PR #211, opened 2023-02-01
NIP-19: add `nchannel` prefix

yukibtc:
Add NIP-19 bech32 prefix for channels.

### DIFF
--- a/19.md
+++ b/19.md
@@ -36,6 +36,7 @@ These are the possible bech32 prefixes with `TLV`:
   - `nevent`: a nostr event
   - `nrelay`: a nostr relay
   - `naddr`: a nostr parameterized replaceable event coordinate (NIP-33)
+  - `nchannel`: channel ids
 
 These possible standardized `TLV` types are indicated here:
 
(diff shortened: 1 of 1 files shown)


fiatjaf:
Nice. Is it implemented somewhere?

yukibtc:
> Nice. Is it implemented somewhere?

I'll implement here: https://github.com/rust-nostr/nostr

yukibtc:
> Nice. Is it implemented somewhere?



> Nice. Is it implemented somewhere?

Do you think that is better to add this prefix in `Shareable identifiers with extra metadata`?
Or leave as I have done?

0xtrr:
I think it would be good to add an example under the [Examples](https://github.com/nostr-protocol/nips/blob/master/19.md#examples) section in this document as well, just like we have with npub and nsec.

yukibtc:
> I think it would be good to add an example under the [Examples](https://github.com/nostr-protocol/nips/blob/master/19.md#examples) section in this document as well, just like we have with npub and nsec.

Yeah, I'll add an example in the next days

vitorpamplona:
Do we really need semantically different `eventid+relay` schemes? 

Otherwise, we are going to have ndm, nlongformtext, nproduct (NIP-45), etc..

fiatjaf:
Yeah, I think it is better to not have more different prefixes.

++++++

Instructions for the task
All entries should be transcribed verbatim.

Answer to the problem
PR #211, opened 2023-02-01
NIP-19: add `nchannel` prefix

yukibtc:
Add NIP-19 bech32 prefix for channels.

### DIFF
--- a/19.md
+++ b/19.md
@@ -36,6 +36,7 @@ These are the possible bech32 prefixes with `TLV`:
   - `nevent`: a nostr event
   - `nrelay`: a nostr relay
   - `naddr`: a nostr parameterized replaceable event coordinate (NIP-33)
+  - `nchannel`: channel ids
 
 These possible standardized `TLV` types are indicated here:
 
(diff shortened: 1 of 1 files shown)


fiatjaf:
Nice. Is it implemented somewhere?

yukibtc:
> Nice. Is it implemented somewhere?

I'll implement here: https://github.com/rust-nostr/nostr

yukibtc:
> Nice. Is it implemented somewhere?



> Nice. Is it implemented somewhere?

Do you think that is better to add this prefix in `Shareable identifiers with extra metadata`?
Or leave as I have done?

0xtrr:
I think it would be good to add an example under the [Examples](https://github.com/nostr-protocol/nips/blob/master/19.md#examples) section in this document as well, just like we have with npub and nsec.

yukibtc:
> I think it would be good to add an example under the [Examples](https://github.com/nostr-protocol/nips/blob/master/19.md#examples) section in this document as well, just like we have with npub and nsec.

Yeah, I'll add an example in the next days

vitorpamplona:
Do we really need semantically different `eventid+relay` schemes? 

Otherwise, we are going to have ndm, nlongformtext, nproduct (NIP-45), etc..

fiatjaf:
Yeah, I think it is better to not have more different prefixes.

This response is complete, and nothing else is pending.